__About this task__: Search the material below for the word "sorts". Copy every line where it is found.

__Record set__:
PR #886, opened 2024-01-22
Implement todo shortcode

### LINKED ISSUE #876: Define, and implement, todo / work-in-progress section (headers) styling and wording for `new-book`
Apart of #870 

A way to style work in progress sections, or headers, in the Bevy book needs to be made. Implementation wise the easiest initial solution would be a short-code made in the same way that the `incorrect_code_block` short-code is done.

As for what it should look and read like? No discussion has been made yet. My initial concept of how it could look is a yellow background with darker shade / contrasting rounded border, all de-saturated, with the actual header/section being a higher contrasting orange or red, perhaps prefixed with `TODO:` or `WIP:` so that there is ample warning both visual and textual that this is not ready for the public's eyes yet. 

Another idea is just take a page directly out of the public drafting's style and only have the headers be yellow, with maybe the prefix in addition.

Refine and discuss the style as you please tho; those were just initial thoughts for a base.

TrialDragon:
Adds a todo shortcode to act as a list of sections that need to be done in a file.

Closes #876


templates/shortcodes/todo.html
```diff
@@ -0,0 +1,3 @@
+<div class="todo">
+	<h2 class="todo-header">TODO</h2>{{ body | markdown | safe }}
```
rparrett, line 2:
```suggestion
    <h2 class="todo-header">TODO</h2>
    {{ body | markdown | safe }}
```
Spaces and newline for content

sass/components/_todo.scss
```diff
@@ -0,0 +1,13 @@
+.todo {
+  background-color: hsla(50, 50, 50, 0.3);
+  border: double hsla(50, 75, 50, 0.5) 6px;
+  border-radius: 10px;
+  padding: 4px;
+
+  h2.todo-header {
```
rparrett, line 7: The `todo-header` class seems unnecessary.

sass/components/_todo.scss
```diff
@@ -0,0 +1,13 @@
+.todo {
+  background-color: hsla(50, 50, 50, 0.3);
+  border: double hsla(50, 75, 50, 0.5) 6px;
```
rparrett, line 3: Just commentary, I don't want to block on a subjective matter in a non-user-facing context.

I personally find this double border a bit funky. I think it would be nice to have a consistent "callout" style for these sorts of things with styling similar to what was done for the "bad code blocks."

A few css classes that we could use to produce these sorts of blocks would be handy.
image

rparrett (changes requested):

sass/components/_todo.scss
TrialDragon: I had to make it more specific to override unwanted huge margin styling from else where.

__Response to the exercise__:
I personally find this double border a bit funky. I think it would be nice to have a consistent "callout" style for these sorts of things with styling similar to what was done for the "bad code blocks."
A few css classes that we could use to produce these sorts of blocks would be handy.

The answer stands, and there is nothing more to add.